> **Task to carry out**
Your answer should be the lines below from the one holding "### Describe the solution you'd like" through the one holding "Creates class FeatureFlag to administrate", copied exactly and with nothing else.

Data for analysis START

Issue #2128, opened 2022-02-07
Feature: object holding currently activated feature flags


bruno-fs:
## Feature description:
Add a helper class with attributes or methods returning booleans describing whether features are enabled (`True`) or not (`False`).

### Is your feature request related to a problem?
No

### Describe the solution you'd like
- As other configurations used by QPC, feature flags will be at least initially) controlled by env vars.
- These env vars SHOULD start with the prefix `QPC_FEATURE_<FEATURE_SHORTNAME>` and its value can be 0 or 1
- On the application side this will be available as either a method, attribute or property of a helper class named <feature_shortname> which returns either `True` or `False`
- These configs should be loaded once during application startup and accessed through django registry (`from django.conf import settings`)

___

## Acceptance Criteria:

- [ ] Add tests confirming helper class proper behaviour

___

PR #2131, opened 2022-02-14
Creates class FeatureFlag to handle when new features will be added

nicolearagao:
Creates class FeatureFlag to administrate environment variable and status(ENABLED-DISABLED).
Filters feature flags in function get_env_flags_from_environ(), making sure only variables that follow the pattern are added or updated.
Creates unit tests for the class and helper fuction.

### DIFF
--- a/quipucords/quipucords/featureflag.py
+++ b/quipucords/quipucords/featureflag.py
@@ -1,39 +1,49 @@
-import os
+"""Filters feature flags from systen env variables."""
+
 import logging
+import os
 
 DEFAULT_FEATURE_FLAGS_VALUES = {
-    'OVERALL_STATUS': False}  # default values for feature flags that are already implemented
-VALID_VALUES_FOR_ENV_VARIABLES = ["0", "1"]
+    'OVERALL_STATUS': False}  # default values for feature flags that
+# are already implemented
+
+VALID_VALUES_FOR_ENV_VARIABLES = ['0', '1']
 
 # Get an instance of a logger
 logger = logging.getLogger(__name__)  # pylint: disable=invalid-name
 
 
 def get_feature_flags_from_env():
-    """Filters feature flags from environment variables"""
-
+    """Filter feature flags from environment variables."""
     global DEFAULT_FEATURE_FLAGS_VALUES
     global VALID_VALUES_FOR_ENV_VARIABLES
     for key, value in os.environ.items():
-        if key.upper().startswith("QPC_FEATURE_"):
-            feature = key.upper().replace("QPC_FEATURE_", "")
+        if key.upper().startswith('QPC_FEATURE_'):
+            feature = key.upper().replace('QPC_FEATURE_', '')
             try:
                 if value in VALID_VALUES_FOR_ENV_VARIABLES:
                     DEFAULT_FEATURE_FLAGS_VALUES[feature] = bool(int(value))
             except ValueError:
-                logger.info(f"{value} can`t be converted to int, verify your environment variables.")
+                logger.info(' %s can`t be converted to int, verify your '
+                            'environment variables.', value)
                 continue
     return DEFAULT_FEATURE_FLAGS_VALUES
 
 
 class FeatureFlag:
+    """Handle environment variables and its status."""
 
     def __init__(self, initial_data):
+        """Attributes and values are generated dynamically.
+
+        Attributes keys-values are received in initial_data.
+        """
         for key, value in initial_data.items():
             setattr(self, key, value)
 
     def is_feature_active(self, feature_name):
+        """Return attribute value."""
         try:
             return getattr(self, feature_name)
         except AttributeError:
-            raise ValueError(f"{feature_name=} is not a valid input.")
+            raise ValueError(f'{feature_name=} is not a valid input.')
--- a/quipucords/quipucords/tests_feature_flags.py
+++ b/quipucords/quipucords/tests_feature_flags.py
@@ -1,20 +1,23 @@
+"""Test the FeatureFlag class and helper function."""
+
 import os
 import unittest
 from unittest import mock
 
 import pytest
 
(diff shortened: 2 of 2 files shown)


quipucords/quipucords/tests_feature_flags.py
```diff
@@ -0,0 +1,154 @@
...
+        'TEST') is True
+    assert setup_feature_flag_instance_for_tests.is_feature_active(
+        'OVERALL_STATUS') is False
+    with pytest.raises(ValueError):
+        assert setup_feature_flag_instance_for_tests.is_feature_active(
+            'FALSE_ATTRIBUTE') is True
+
+
+if __name__ == '__main__':
+    unittest.main()
```
bruno-fs, line 154: Remove these lines as well

quipucords/quipucords/tests_feature_flags.py
```diff
@@ -0,0 +1,154 @@
...
+
+def test_is_feature_active(setup_feature_flag_instance_for_tests):
+    """Tests method is_feature_active."""
+    assert setup_feature_flag_instance_for_tests.is_feature_active(
+        'TEST') is True
+    assert setup_feature_flag_instance_for_tests.is_feature_active(
+        'OVERALL_STATUS') is False
+    with pytest.raises(ValueError):
+        assert setup_feature_flag_instance_for_tests.is_feature_active(
+            'FALSE_ATTRIBUTE') is True
```
bruno-fs, line 150: This assertion will never run if `ValueError` is properly raised.
```suggestion
        setup_feature_flag_instance_for_tests.is_feature_active('FALSE_ATTRIBUTE')
```

quipucords/quipucords/featureflag.py
```diff
@@ -0,0 +1,49 @@
...
+    for key, value in os.environ.items():
+        if key.upper().startswith('QPC_FEATURE_'):
+            feature = key.upper().replace('QPC_FEATURE_', '')
+            try:
+                if value in VALID_VALUES_FOR_ENV_VARIABLES:
+                    DEFAULT_FEATURE_FLAGS_VALUES[feature] = bool(int(value))
+            except ValueError:
+                logger.info(' %s can`t be converted to int, verify your '
+                            'environment variables.', value)
+                continue
```
bruno-fs, line 29: Another thing that comes from this if: invalid values are silently ignored.

As an user I'd rather know I did something wrong (either with an warning or just throwing an error preventing the application to start). 

(I guess we forgot to discuss what should be the proper behaviour of this class when invalid values are passed).

Here's my suggestion:

```suggestion
            feature_flags = DEFAULT_FEATURE_FLAGS_VALUES.copy()
            try:
                feature_flags[feature] = bool(int(value))
            except ValueError:
                raise ValueError(f'{value} is invalid for feature '{feature}'. Verify your environment variables.')
```

quipucords/quipucords/featureflag.py
```diff
@@ -0,0 +1,49 @@
...
+    return DEFAULT_FEATURE_FLAGS_VALUES
+
+
+class FeatureFlag:
+    """Handle environment variables and its status."""
+
+    def __init__(self, initial_data):
```
bruno-fs, line 36: This is optional: I'd change how `__init__` handles initial data. Instead of expecting `initial_data` it could either

1. replace it with "parser function" that returns the dict with (pointing as default to `get_feature_flags_from_env`)
2. refactor `get_feature_flags_from_env` as a `classmethod`* that would be called inside `__init__` 

 On either case `initial_data` would be set inside `__init__` calling either the parser function or the proper method.

quipucords/quipucords/tests_feature_flags.py
```diff
@@ -0,0 +1,154 @@
...
+
+
+@pytest.mark.parametrize(
+    'env_name,env_value,feature_name,feature_value',
+    (('QPC_FEATURE_OVERALL_STATUS', '1', 'OVERALL_STATUS', True),
+     ('QPC_FEATURE_TEST', '0', 'TEST', False)
+     )
+)
+def test_if_value_for_env_default_list_gets_updated(
+        env_name, env_value, feature_name, feature_value):
```
bruno-fs, line 44: [OPTIONAL] This is an overall comment on the style here. I'm not a huge fan on discussing code style but this still bothers me on how parenthesis are closed. Here's my suggestion:

```suggestion
@pytest.mark.parametrize(
    "env_name,env_value,feature_name,feature_value",
    (
        ("QPC_FEATURE_OVERALL_STATUS", "1", "OVERALL_STATUS", True),
        ("QPC_FEATURE_TEST", "0", "TEST", False),
    ),
)
def test_if_value_for_env_default_list_gets_updated(
    env_name, env_value, feature_name, feature_value
):
```

In a future PR I'll add black to the project so we won't need to discuss this :stuck_out_tongue:

quipucords/quipucords/tests_feature_flags.py
```diff
@@ -0,0 +1,154 @@
...
+        assert feature_name in dict_with_test_flags
+        assert dict_with_test_flags[feature_name] is feature_value
+
+
+@pytest.fixture
+def setup_feature_flag_instance_for_tests():
+    """Set up instance of FeatureFlag class for tests."""
+    with mock.patch.dict(os.environ, {'QPC_FEATURE_TEST': '1'}):
+        dict_with_test_flags = get_feature_flags_from_env()
+        feature_flag_instance = FeatureFlag(dict_with_test_flags)
```
bruno-fs, line 124: If you change `FeatureFlag.__init__` method you can replace this lines with

```suggestion
        feature_flag_instance = FeatureFlag()
```

bruno-fs (changes requested):
This is a good proposal overall, but still needs some changes. One of the requirements of the desing (#2128) wasn't implemented:

> These configs should be loaded once during application startup and accessed through django registry (`from django.conf import settings`)

Feel free to ignore comments marked as "optional".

Data for analysis END

> **Answer to this task**
### Describe the solution you'd like
- As other configurations used by QPC, feature flags will be at least initially) controlled by env vars.
- These env vars SHOULD start with the prefix `QPC_FEATURE_<FEATURE_SHORTNAME>` and its value can be 0 or 1
- On the application side this will be available as either a method, attribute or property of a helper class named <feature_shortname> which returns either `True` or `False`
- These configs should be loaded once during application startup and accessed through django registry (`from django.conf import settings`)

___

## Acceptance Criteria:

- [ ] Add tests confirming helper class proper behaviour

___

PR #2131, opened 2022-02-14
Creates class FeatureFlag to handle when new features will be added

nicolearagao:
Creates class FeatureFlag to administrate environment variable and status(ENABLED-DISABLED).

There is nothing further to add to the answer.